Available data:
- Opening Delimiter -

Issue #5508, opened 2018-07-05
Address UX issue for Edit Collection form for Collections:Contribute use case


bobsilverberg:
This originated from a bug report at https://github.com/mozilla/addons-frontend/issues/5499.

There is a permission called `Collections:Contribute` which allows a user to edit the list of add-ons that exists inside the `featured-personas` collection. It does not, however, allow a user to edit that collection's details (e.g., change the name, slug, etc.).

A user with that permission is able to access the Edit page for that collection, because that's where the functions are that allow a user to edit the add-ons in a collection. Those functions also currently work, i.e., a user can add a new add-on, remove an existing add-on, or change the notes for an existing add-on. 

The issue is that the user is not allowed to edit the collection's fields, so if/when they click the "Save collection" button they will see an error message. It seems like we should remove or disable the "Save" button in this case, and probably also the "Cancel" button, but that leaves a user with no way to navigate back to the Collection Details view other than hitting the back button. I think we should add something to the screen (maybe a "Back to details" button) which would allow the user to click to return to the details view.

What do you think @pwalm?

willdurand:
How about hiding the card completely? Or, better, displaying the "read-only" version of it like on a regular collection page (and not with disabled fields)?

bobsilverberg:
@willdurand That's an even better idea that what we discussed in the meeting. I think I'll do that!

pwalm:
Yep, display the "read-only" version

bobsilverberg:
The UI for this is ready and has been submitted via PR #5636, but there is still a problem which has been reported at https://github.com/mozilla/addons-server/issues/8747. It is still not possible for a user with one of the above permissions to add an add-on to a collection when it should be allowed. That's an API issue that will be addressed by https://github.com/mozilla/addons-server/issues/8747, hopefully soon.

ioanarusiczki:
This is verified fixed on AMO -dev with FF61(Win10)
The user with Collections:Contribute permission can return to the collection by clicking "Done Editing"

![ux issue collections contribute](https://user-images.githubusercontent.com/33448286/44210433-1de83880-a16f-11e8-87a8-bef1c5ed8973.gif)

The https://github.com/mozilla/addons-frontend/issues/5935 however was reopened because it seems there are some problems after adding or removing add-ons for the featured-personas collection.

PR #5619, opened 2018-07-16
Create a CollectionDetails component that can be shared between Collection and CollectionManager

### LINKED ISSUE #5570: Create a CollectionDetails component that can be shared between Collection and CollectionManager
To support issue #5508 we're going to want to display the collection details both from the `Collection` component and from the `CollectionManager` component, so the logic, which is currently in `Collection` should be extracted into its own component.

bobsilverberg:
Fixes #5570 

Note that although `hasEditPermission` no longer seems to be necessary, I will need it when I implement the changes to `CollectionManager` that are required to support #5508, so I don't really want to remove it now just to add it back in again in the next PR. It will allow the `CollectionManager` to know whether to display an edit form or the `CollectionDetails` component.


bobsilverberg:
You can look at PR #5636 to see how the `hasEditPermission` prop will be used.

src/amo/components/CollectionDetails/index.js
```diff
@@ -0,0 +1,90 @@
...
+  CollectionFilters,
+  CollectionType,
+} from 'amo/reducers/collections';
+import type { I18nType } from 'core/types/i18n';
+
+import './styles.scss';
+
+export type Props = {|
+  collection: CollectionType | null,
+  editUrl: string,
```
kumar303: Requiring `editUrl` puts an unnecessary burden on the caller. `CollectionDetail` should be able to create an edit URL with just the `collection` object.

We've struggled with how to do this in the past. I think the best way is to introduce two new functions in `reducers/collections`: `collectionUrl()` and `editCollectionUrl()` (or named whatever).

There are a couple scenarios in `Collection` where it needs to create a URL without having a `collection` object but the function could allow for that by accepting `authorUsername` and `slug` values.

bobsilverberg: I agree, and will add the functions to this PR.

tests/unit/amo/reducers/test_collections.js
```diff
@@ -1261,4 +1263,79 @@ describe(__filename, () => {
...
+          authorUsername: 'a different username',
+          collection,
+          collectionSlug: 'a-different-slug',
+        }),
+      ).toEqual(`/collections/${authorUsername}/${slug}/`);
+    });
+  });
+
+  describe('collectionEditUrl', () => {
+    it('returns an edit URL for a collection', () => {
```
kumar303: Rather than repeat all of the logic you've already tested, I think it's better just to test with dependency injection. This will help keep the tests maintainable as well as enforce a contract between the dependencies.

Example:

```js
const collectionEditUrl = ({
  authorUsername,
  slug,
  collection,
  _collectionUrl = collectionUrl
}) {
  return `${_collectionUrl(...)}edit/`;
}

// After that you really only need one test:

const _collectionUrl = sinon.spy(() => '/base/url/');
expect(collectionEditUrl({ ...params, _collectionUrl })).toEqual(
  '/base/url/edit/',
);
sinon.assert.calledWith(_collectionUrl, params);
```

- Closing Delimiter -

Task directions: Restate each of the entries above verbatim.

Response to this task:
Issue #5508, opened 2018-07-05
Address UX issue for Edit Collection form for Collections:Contribute use case


bobsilverberg:
This originated from a bug report at https://github.com/mozilla/addons-frontend/issues/5499.

There is a permission called `Collections:Contribute` which allows a user to edit the list of add-ons that exists inside the `featured-personas` collection. It does not, however, allow a user to edit that collection's details (e.g., change the name, slug, etc.).

A user with that permission is able to access the Edit page for that collection, because that's where the functions are that allow a user to edit the add-ons in a collection. Those functions also currently work, i.e., a user can add a new add-on, remove an existing add-on, or change the notes for an existing add-on. 

The issue is that the user is not allowed to edit the collection's fields, so if/when they click the "Save collection" button they will see an error message. It seems like we should remove or disable the "Save" button in this case, and probably also the "Cancel" button, but that leaves a user with no way to navigate back to the Collection Details view other than hitting the back button. I think we should add something to the screen (maybe a "Back to details" button) which would allow the user to click to return to the details view.

What do you think @pwalm?

willdurand:
How about hiding the card completely? Or, better, displaying the "read-only" version of it like on a regular collection page (and not with disabled fields)?

bobsilverberg:
@willdurand That's an even better idea that what we discussed in the meeting. I think I'll do that!

pwalm:
Yep, display the "read-only" version

bobsilverberg:
The UI for this is ready and has been submitted via PR #5636, but there is still a problem which has been reported at https://github.com/mozilla/addons-server/issues/8747. It is still not possible for a user with one of the above permissions to add an add-on to a collection when it should be allowed. That's an API issue that will be addressed by https://github.com/mozilla/addons-server/issues/8747, hopefully soon.

ioanarusiczki:
This is verified fixed on AMO -dev with FF61(Win10)
The user with Collections:Contribute permission can return to the collection by clicking "Done Editing"

![ux issue collections contribute](https://user-images.githubusercontent.com/33448286/44210433-1de83880-a16f-11e8-87a8-bef1c5ed8973.gif)

The https://github.com/mozilla/addons-frontend/issues/5935 however was reopened because it seems there are some problems after adding or removing add-ons for the featured-personas collection.

PR #5619, opened 2018-07-16
Create a CollectionDetails component that can be shared between Collection and CollectionManager

### LINKED ISSUE #5570: Create a CollectionDetails component that can be shared between Collection and CollectionManager
To support issue #5508 we're going to want to display the collection details both from the `Collection` component and from the `CollectionManager` component, so the logic, which is currently in `Collection` should be extracted into its own component.

bobsilverberg:
Fixes #5570 

Note that although `hasEditPermission` no longer seems to be necessary, I will need it when I implement the changes to `CollectionManager` that are required to support #5508, so I don't really want to remove it now just to add it back in again in the next PR. It will allow the `CollectionManager` to know whether to display an edit form or the `CollectionDetails` component.


bobsilverberg:
You can look at PR #5636 to see how the `hasEditPermission` prop will be used.

src/amo/components/CollectionDetails/index.js
```diff
@@ -0,0 +1,90 @@
...
+  CollectionFilters,
+  CollectionType,
+} from 'amo/reducers/collections';
+import type { I18nType } from 'core/types/i18n';
+
+import './styles.scss';
+
+export type Props = {|
+  collection: CollectionType | null,
+  editUrl: string,
```
kumar303: Requiring `editUrl` puts an unnecessary burden on the caller. `CollectionDetail` should be able to create an edit URL with just the `collection` object.

We've struggled with how to do this in the past. I think the best way is to introduce two new functions in `reducers/collections`: `collectionUrl()` and `editCollectionUrl()` (or named whatever).

There are a couple scenarios in `Collection` where it needs to create a URL without having a `collection` object but the function could allow for that by accepting `authorUsername` and `slug` values.

bobsilverberg: I agree, and will add the functions to this PR.

tests/unit/amo/reducers/test_collections.js
```diff
@@ -1261,4 +1263,79 @@ describe(__filename, () => {
...
+          authorUsername: 'a different username',
+          collection,
+          collectionSlug: 'a-different-slug',
+        }),
+      ).toEqual(`/collections/${authorUsername}/${slug}/`);
+    });
+  });
+
+  describe('collectionEditUrl', () => {
+    it('returns an edit URL for a collection', () => {
```
kumar303: Rather than repeat all of the logic you've already tested, I think it's better just to test with dependency injection. This will help keep the tests maintainable as well as enforce a contract between the dependencies.

Example:

```js
const collectionEditUrl = ({
  authorUsername,
  slug,
  collection,
  _collectionUrl = collectionUrl
}) {
  return `${_collectionUrl(...)}edit/`;
}

// After that you really only need one test:

const _collectionUrl = sinon.spy(() => '/base/url/');
expect(collectionEditUrl({ ...params, _collectionUrl })).toEqual(
  '/base/url/edit/',
);
sinon.assert.calledWith(_collectionUrl, params);
```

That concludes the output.